To address this, I tested with both do_cell_matching=True and do_cell_matching=False settings, and tried using both the DoclingParseDocumentBackend and DoclingParseV2DocumentBackend options. Unfortunately, neither approach yielded the correct row_span values or resolved the merging issue.
Attached are the following files for reference:
- Sample PDF document with merged rows
- Extracted output demonstrating the issue
- Expected output showing the correct
row_spanvalues and row merges that Docling was unable to achieve
Attachments sample.pdf
Thank you very much for your efforts on this project.
me too
@MahmoudAtef999 thanks, I can reproduce this issue and will investigate further. The expectation should be that row spans are detected correctly here.
On a sidenote, the source of truth is the representation in DoclingDocument (or JSON), which you receive with the export_to_dict() method.
@cau-git Thanks for your response. I've used DoclingDocument to extract the tables and converted them to both CSV and HTML formats. I also tried converting the entire file to JSON. However, the issue persists in both cases. I would appreciate any further guidance or steps I may have missed in troubleshooting.
Hello @cau-git, is there any update?
@MahmoudAtef999 We are in the process of re-training the table model, and your sample will act as a test case. There will be a future release that improves on the accuracy of row-spans.

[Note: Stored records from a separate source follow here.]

Issue #58936, opened 2026-07-05
WhatsApp bridge (Baileys) crashes silently, loses creds.json, requires full re-pairing


webtecnica:
## Description

The WhatsApp bridge (Baileys) crashes silently and loses the session (`creds.json`), requiring full re-pairing. The bridge.log is consistently **0 bytes**, making post-mortem diagnosis impossible.

## Timeline of a Disconnection Event

From a real incident on 2026-07-04/05:

| Time | Event |
|---|---|
| 23:44 (D-1) | First `[Whatsapp] Send failed: Server disconnected — trying plain-text fallback` |
| 00:18 (D-1) | Fallback send also fails — bridge is dead |
| 01:26 | Cron deliveries fail: `"Not connected to WhatsApp"` |
| 03:47 | Bridge restarts, says `Bridge ready (status: connected)` but immediately dies with massive `[Whatsapp] Poll error:` spam (bridge can't connect to itself on port 3000) |
| 09:52-10:08 | Gateway crash-restart loop, bridge repeatedly times out on connect |
| 10:09 | **`creds.json` is gone** — gateway reports `"not paired (no creds.json)"` |

## Root Cause Analysis

The Node.js Baileys bridge process crashes silently:

1. The bridge starts and reports `Bridge ready (status: connected)`
2. It then dies immediately (before the Python adapter can connect to port 3000)
3. No error is logged (bridge.log = 0 bytes)
4. When the gateway recycles, `creds.json` is lost — either deleted by Baileys cleanup during crash, or corrupted during the restart loop

This pattern repeated across **7+ gateway restarts** in a single day, always with the same `Bridge ready → dead → poll error` cycle.

## Impact

- Complete WhatsApp service loss until manual re-pairing
- All scheduled cron deliveries fail silently
- No automatic recovery possible — requires human intervention with `hermes whatsapp`

### 1. Capture bridge stderr (critical)
The bridge.js process should redirect its stderr to a persistent log file, not just `/dev/null` or inherited stderr. The current `bridge.log` is always 0 bytes, making debugging impossible. A simple `fs.writeFileSync` wrapper around stderr would help.

### 2. Backup creds.json before gateway restart
The gateway's shutdown sequence should snapshot `creds.json` to a backup location before killing the bridge process. On startup, if `creds.json` is missing but a backup exists, restore it and attempt reconnection instead of requiring full re-pairing.

### 3. Handle DisconnectReason gracefully
[...]

PR #97255, opened 2026-08-28
fix(whatsapp): keep the bridge alive through listener-less media stream errors

### LINKED ISSUE #97108: [Bug]: WhatsApp bridge process can still die on media-download stream 'error' events that escape saveMedia's try/catch (remaining half of #59261)
### Bug Description

PR #59261 ("contain and surface inbound media download failures") contained the *awaited-rejection* failure mode of inbound media downloads: `saveMedia()` in `scripts/whatsapp-bridge/bridge_helpers.js` now wraps `await downloadMedia(msg)` in try/catch, records the failure, and appends a `[<type> could not be downloaded]` note instead of letting one bad attachment kill the whole `messages.upsert` batch.

There is a second failure mode that this guard cannot reach. `downloadMediaMessage()` (Baileys `7.0.0-rc13`, pinned at `scripts/whatsapp-bridge/package.json:11`) consumes an HTTP stream internally. Under undici/HTTP2 transport, the underlying `Readable` can emit `'error'` **outside the awaited promise chain** — e.g. the socket errors after the buffering consumer has detached, or the decrypt transform's source errors on a later tick. An `'error'` event on an emitter with no `'error'` listener is raised at the event-loop level (`Unhandled 'error' event` / `ERR_UNHANDLED_ERROR`), which:

- is unreachable by the try/catch around the `await` (`bridge_helpers.js:330–352`), and
- becomes an uncaught exception, and the bridge registers **no** `process.on('uncaughtException')` or `process.on('unhandledRejection')` handler anywhere in `scripts/whatsapp-bridge/` (verified at `5fc308a7`), and attaches no `.on('error')` listener to any media stream (zero matches in `bridge.js` / `bridge_helpers.js`),

so the Node bridge process exits. The inbound queue is in-memory (`bridge.js:271` `const messageQueue = []`, filled at `bridge.js:763`), so the in-flight inbound message — and anything else queued but not yet polled by the Python adapter — is lost with no replay when the bridge restarts.

Observed on a production WhatsApp gateway (v0.20.x, August 2026): Baileys media download over undici HTTP/2 emitted `'error'` on a listener-less `Readable`; the bridge process exited mid-turn and the inbound message was permanently lost. This is also consistent with the "bridge dies silently with nothing in bridge.log" family reported in #58936.

### Steps to Reproduce

The real trigger is network-timing dependent (CDN connection torn down mid-transfer), so a deterministic simulation is the practical repro:

1. Run the WhatsApp gateway with media inbound enabled.
2. In `bridge.js`, stub the `downloadMedia` closure (`bridge.js:729`) to model the undici behaviour: resolve the buffer, then on a later tick emit `'error'` on a listener-less stream, e.g. `process.nextTick(() => new (require('stream').Readable)({ read() {} }).emit('error', new Error('HTTP/2 stream reset')))`.
3. Send the bot an image or voice note.
4. The bridge process exits with `Unhandled 'error' event`; the message (and any queued siblings) is gone. Organically, the same exit is triggered by sending large media over a flaky uplink until a transfer is reset mid-stream.

### Expected Behavior

A failed media download — however the failure surfaces — is contained the way #59261 contains rejections: the event carries a `[<type> could not be downloaded]` note, the bridge process stays alive, and no queued inbound message is lost.

### Actual Behavior

The bridge process exits on the unhandled `'error'` event. The in-flight inbound message and the in-memory queue are lost; WhatsApp does not redeliver; the operator sees only a dead bridge (often with an empty bridge.log, cf. #58936).

### Affected Component

Gateway (Telegram/Discord/Slack/WhatsApp) — WhatsApp Baileys bridge (Node side).

### Version

Verified at tag `v2026.8.27` (0.20.6, commit `5fc308a7`):
- `scripts/whatsapp-bridge/bridge.js:729` — `downloadMediaMessage(mediaMsg, 'buffer', {}, { logger, reuploadRequest: sock.updateMediaMessage })`
- `scripts/whatsapp-bridge/bridge_helpers.js:330–352` — `saveMedia` try/catch (the #59261 guard)
- `scripts/whatsapp-bridge/bridge.js:271`, `:763` — in-memory `messageQueue`
- No `uncaughtException` / `unhandledRejection` / stream `.on('error')` handlers in `scripts/whatsapp-bridge/*.js`

Observed in production on v0.20.x. Baileys pin: `@whiskeysockets/baileys 7.0.0-rc13`.

### Notes on fix direction

1. **Last-resort process guards in `bridge.js`** — `process.on('uncaughtException')` + `process.on('unhandledRejection')` that log the error to the bridge log and keep the process alive for non-fatal emitter errors (or exit only after flushing queue state). A guard of this shape has run on our production gateway since August 2026 with no side effects, and the logging half would also address #58936's "bridge.log is always 0 bytes" post-mortem gap.
2. **Attach an error listener where the stream is consumed** — wrap the `downloadMediaMessage` call at `bridge.js:729` so consumption always has an `'error'` listener (e.g. request `'stream'` type and buffer it locally with explicit `stream.on('error', …)`), instead of relying on Baileys' internal `'buffer'` consumption.
3. Worth an upstream note to Baileys as well, but the bridge should not be one unhandled emitter event away from losing mail regardless of what Baileys does.

Related: #59261 (merged; contains the awaited-rejection half), #58936 (open; silent bridge-death family).

liuhao1024:
## What does this PR do?

Contains the second failure mode of inbound WhatsApp media downloads: a Baileys media stream under undici/HTTP2 can emit `'error'` on a listener-less `Readable` **outside the awaited promise chain**, so the `saveMedia()` try/catch from #59261 never sees it. With no `uncaughtException` handler the throw killed the bridge process, and the in-memory inbound queue (`bridge.js` `messageQueue`) was lost with no redelivery.

The fix installs last-resort process guards (`uncaughtException` + `unhandledRejection`) that log through pino and keep the process alive. Keeping the process alive is deliberate and scoped: the failed emitter is already gone, the rest of the bridge is unaffected (the issue reports this exact guard shape running in production since August 2026 with no side effects), and the alternative — losing every queued inbound message — is unrecoverable because WhatsApp does not redeliver. Routing the guard output through pino also lands these failures in the adapter-captured `bridge.log`, closing the "bridge dies silently with an empty log" post-mortem gap from #58936.

The guards live in `bridge_helpers.js` (pure, injectable `log`/`target`) and are wired in `bridge.js` right after the logger exists — the same placement pattern the reconnect/version guards already use.

**Why a consumption-site listener cannot fix this** (evidence from the issue author, see [their comment](https://github.com/NousResearch/hermes-agent/pull/97255#issuecomment-5529095377)): in the pinned Baileys 7.0.0-rc13, `getHttpStream()` returns the undici body as a `Readable` (`lib/Utils/messages-media.js:297`) and `downloadEncryptedContent()` does `return fetched.pipe(output)` (`:515`) without ever exposing `fetched` — and `pipe()` does not forward `'error'` from the source. The source stream is listener-less **by construction**: there is no consumption-site handle the bridge could attach a listener to. A process-level guard is therefore the only fix available from the bridge side; the alternative would have to land upstream in Baileys.

## Related Issue

Fixes #97108

## Type of Change

## Changes Made

- `scripts/whatsapp-bridge/bridge_helpers.js` — new `installProcessGuards({ log, target })`: registers `uncaughtException`/`unhandledRejection` handlers that log the full stack with a kept-alive marker; the log call itself is guarded so a broken log sink can never turn the guard into the killer.
- `scripts/whatsapp-bridge/bridge.js` — import + one wiring line: `installProcessGuards({ log: (line) => logger.warn(line) })` installed right after the pino logger is created, before anything can throw at the event-loop level.
- `scripts/whatsapp-bridge/bridge.process_guard.test.mjs` — new tests (details below).

## How to Test

1. `cd scripts/whatsapp-bridge && node --test bridge.process_guard.test.mjs` — Observed result: `6 passed`. This includes:
   - unit tests: both handler kinds log the full stack with the kept-alive marker; non-Error reasons are stringified; a throwing log sink cannot crash the guard;
   - **end-to-end**: a real child process reproduces the issue's deterministic simulation (`nextTick` a listener-less `Readable.emit('error', ...)` after the awaited download resolves) and prints `ALIVE_AFTER_UNHANDLED_STREAM_ERROR` — the process survives;
   - **negative control**: the identical child script *without* the guards exits non-zero (Node's unhandled `'error'` event behavior) — proving the test pins the real bug mechanism, not a tautology.
2. `node --test bridge.reconnect.test.mjs allowlist.test.mjs outbound_ids.test.mjs owner_message_gate.test.mjs bridge.sendqueue.test.mjs` — Observed result: `21 passed` (no regressions in the sibling suites).
   (`bridge.native.test.mjs` fails identically on a clean checkout of `main` in this sandbox — `ERR_MODULE_NOT_FOUND` because `node_modules` isn't installed here — so it is environmental, not caused by this diff.)
3. Ran `node --check` on both modified production files — both pass.

### Code

- [x] I've run `pytest tests/ -q` and all tests pass — N/A for this change (Node-side bridge only; the repo's Python suite doesn't cover `scripts/whatsapp-bridge/`)
- [x] I've tested on my platform: macOS 26.5 (Node v22)

- [x] I've updated relevant documentation (README, `docs/`, docstrings) — N/A (behavior-preserving guard; the function docstring documents the failure mode and rationale)
- [x] I've considered cross-platform impact (Windows, macOS) per the [compatibility guide](https://github.com/NousResearch/hermes-agent/blob/main/CONTRIBUTING.md#cross-platform-compatibility) — N/A (Node `process` events are cross-platform)

## For New Skills

N/A — not a skill.

## Screenshots / Logs

```
$ node --test bridge.process_guard.test.mjs
# pass 6
# fail 0

# guarded child (end-to-end) stdout:
ALIVE_AFTER_UNHANDLED_STREAM_ERROR

# negative control (no guards): child exits non-zero on
# "Unhandled 'error' event" — the pre-fix behavior.
```

### DIFF
--- a/scripts/whatsapp-bridge/bridge.js
+++ b/scripts/whatsapp-bridge/bridge.js
@@ -37,6 +37,7 @@ import {
   buildPollPayload,
   createReconnectScheduler,
   createVersionResolver,
+  installProcessGuards,
   buildLocationPayload,
   buildTextSendPayload,
   createBoundedMessageStore,
@@ -266,6 +267,12 @@ function buildLidMap() {
 let lidToPhone = buildLidMap();
 
 const logger = pino({ level: 'warn' });
+
+// Install before anything can throw at the event-loop level: a listener-less
+// 'error' from a Baileys media stream must not kill the bridge and lose the
+// in-memory inbound queue (#97108). Route guard output through pino so it
+// lands in the adapter-captured bridge log (#58936).
+installProcessGuards({ log: (line) => logger.warn(line) });
 
 // Message queue for polling
 const messageQueue = [];
--- a/scripts/whatsapp-bridge/bridge.process_guard.test.mjs
+++ b/scripts/whatsapp-bridge/bridge.process_guard.test.mjs
@@ -1,0 +1,138 @@
+/**
+ * Unit + end-to-end tests for the last-resort process guards (#97108).
+ *
+ * Regression family: saveMedia()'s try/catch (the #59261 guard) contains the
+ * awaited-rejection half of inbound media download failures, but a Baileys
+ * media stream under undici/HTTP2 can emit 'error' with no listener outside
+ * the awaited promise chain. Without an uncaughtException handler that throw
+ * kills the bridge process and loses the in-memory inbound queue — WhatsApp
+ * does not redeliver. These tests pin both halves: the guard's logging
+ * behavior, and — via a real child process reproducing the issue's
+ * deterministic simulation — that a listener-less stream 'error' no longer
+ * kills the process once the guards are installed.
+ *
+ * These tests avoid importing bridge.js (it starts an HTTP server and a
+ * Baileys socket at module load, same reason as bridge.reconnect.test.mjs);
+ * the guards live in bridge_helpers.js for exactly that reason.
+ */
+
+import test from 'node:test';
+import assert from 'node:assert/strict';
+import { EventEmitter } from 'node:events';
+import { execFileSync } from 'node:child_process';
+import { fileURLToPath } from 'node:url';
+import path from 'node:path';
+
+import { installProcessGuards } from './bridge_helpers.js';
+
+const here = path.dirname(fileURLToPath(import.meta.url));
+
+test('installProcessGuards logs uncaught exceptions and keeps the target alive', () => {
+  const target = new EventEmitter();
+  const lines = [];
+  installProcessGuards({ log: (l) => lines.push(l), target });
+
+  const boom = new Error('HTTP/2 stream reset');
+  target.emit('uncaughtException', boom);
+
+  assert.equal(lines.length, 1);
+  assert.match(lines[0], /uncaught exception contained — bridge kept alive/);
+  assert.match(lines[0], /HTTP\/2 stream reset/);
+  assert.ok(lines[0].includes(boom.stack), 'full stack lands in the log');
+});
+
+test('installProcessGuards logs unhandled rejections too', () => {
+  const target = new EventEmitter();
+  const lines = [];
+  installProcessGuards({ log: (l) => lines.push(l), target });
+
+  target.emit('unhandledRejection', new Error('socket hang up'));
+
+  assert.equal(lines.length, 1);
+  assert.match(lines[0], /unhandled rejection contained — bridge kept alive/);
+});
+
+test('non-Error rejection reasons are stringified, not dereferenced', () => {
+  const target = new EventEmitter();
+  const lines = [];
+  installProcessGuards({ log: (l) => lines.push(l), target });
+
+  target.emit('unhandledRejection', 'plain string reason');
+
+  assert.equal(lines.length, 1);
+  assert.match(lines[0], /plain string reason/);
+});
+
+test('a broken log sink never turns the guard into the killer', () => {
+  const target = new EventEmitter();
+  installProcessGuards({
+    log: () => {
+      throw new Error('log pipeline is broken');
+    },
+    target,
+  });
+
+  // The guard must swallow its own logging failure instead of rethrowing.
+  target.emit('uncaughtException', new Error('original failure'));
+});
+
+// Real-process end-to-end anchors. The child script reproduces the issue's
+// deterministic simulation: resolve the awaited download, then on a later
+// tick emit 'error' on a listener-less Readable — the exact escape hatch the
+// saveMedia() try/catch cannot reach.
+
+const guardedChild = `
+import { Readable } from 'node:stream';
+import { installProcessGuards } from './bridge_helpers.js';
+const lines = [];
+installProcessGuards({ log: (l) => lines.push(l), target: process });
+process.on('exit', (code) => {
+  if (code !== 0) return;
+  if (lines.length < 1 || !lines[0].includes('kept alive')) process.exitCode = 2;
+});
+process.nextTick(() => {
+  // Listener-less 'error' outside any awaited promise chain (#97108 repro).
+  new Readable({ read() {} }).emit('error', new Error('HTTP/2 stream reset'));
+});
+setTimeout(() => {
+  // Reaching this timer at all proves the process survived the throw.
+  console.log('ALIVE_AFTER_UNHANDLED_STREAM_ERROR');
+}, 200);
+`;
+
+const bareChild = `
+import { Readable } from 'node:stream';
+process.nextTick(() => {
+  new Readable({ read() {} }).emit('error', new Error('HTTP/2 stream reset'));
+});
+setTimeout(() => {
+  console.log('SHOULD_NOT_GET_HERE');
+}, 200);
+`;
+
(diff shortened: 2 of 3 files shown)


Enough1122:

**Overall:** Keeps WhatsApp bridge alive through listener-less Baileys media stream errors (#97108).

**What it does**
- `scripts/whatsapp-bridge/bridge.js` installs `installProcessGuards({log:(l)=>logger.warn(l)})` before event loop start, routing `uncaughtException`/`unhandledRejection` from Baileys under undici/HTTP2 through `pino` (adapter-captured bridge log, #58936) instead of crashing and losing in-memory inbound queue (WhatsApp no redeliver).
- `bridge_helpers.js:installProcessGuards` logs "uncaught exception contained — bridge kept alive" with stack, stringifies non-Error rejections, and guards log sink failures.

**Non-blocking notes**
- Guard is last-resort; correct that `saveMedia()`'s try/catch covers awaited half but not listener-less `'error'` emission.
- `target` defaults to `process` but tests inject `EventEmitter` — good seam; verify production `target=process` not double-installed on bridge restart.

Reliability improvement with E2E child process reproduction.

liuhao1024:
Thanks for the review. On the double-install note: the install call runs once at module init (before the event loop starts), and a WhatsApp 515 "restart" is a reconnect, not a process restart — there's no hot-reload path that re-executes the module, so `target=process` never gets a second pair of listeners. The EventEmitter-injected seam in tests is what keeps that property checkable.

adnankassem:
Issue author here — this is the right shape, and I'd like to add one piece of evidence that the PR body doesn't have, because it closes off the "just attach a listener where we consume the stream" alternative that a reviewer might reasonably suggest.

In the pinned Baileys (7.0.0-rc13), `getHttpStream()` returns the undici body as a `Readable` (`lib/Utils/messages-media.js:297`) and `downloadEncryptedContent()` does `return fetched.pipe(output)` (`:515`) without ever exposing `fetched`. `pipe()` doesn't forward `'error'` from the source, so the source stream's error is listener-less **by construction** — there is no consumption-site handle the bridge could attach to. A process-level guard, as done here, is the only fix available from the bridge side; the alternative is upstream in Baileys.

Re-checked upstream `main` at `63279301` (2026-09-03): `scripts/whatsapp-bridge/*.js` still has no `uncaughtException` / `unhandledRejection` handler, so the PR is still needed as-is. We've been running an equivalent guard on a production WhatsApp gateway; no regressions observed.

liuhao1024:
Thanks @adnankassem — this closes off exactly the alternative a reviewer would reasonably reach for. I've folded your Baileys evidence into the PR description (the "Why a consumption-site listener cannot fix this" section): in the pinned 7.0.0-rc13, `downloadEncryptedContent()` returns `fetched.pipe(output)` without ever exposing `fetched`, and `pipe()` does not forward the source's `'error'` — so the stream is listener-less **by construction** and there is no consumption-site handle to attach a listener to. A process-level guard is the only bridge-side fix available; anything narrower would have to land upstream in Baileys. Also good to know the equivalent guard has been running in your production gateway with no regressions — that matches the report in #97108.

I will close this issue for now until we have further news or the issue re-appears after the new model is out.
@MahmoudAtef999 Please try with Docling v2.26.0, we updated Table model with new weights and it should address your issue.
Hello @maxmnemonic ,
The issue has been resolved for some tables; however, a large percentage of files are still encountering the same problem.
I have attached a sample file that continues to face this issue.
I am using:
- Python 3.12
- docling 2.28.0
- DoclingParseV4DocumentBackend
Thank you very much for your efforts and support.
Thanks for the examples @MahmoudAtef4499 !
@maxmnemonic Is there any update?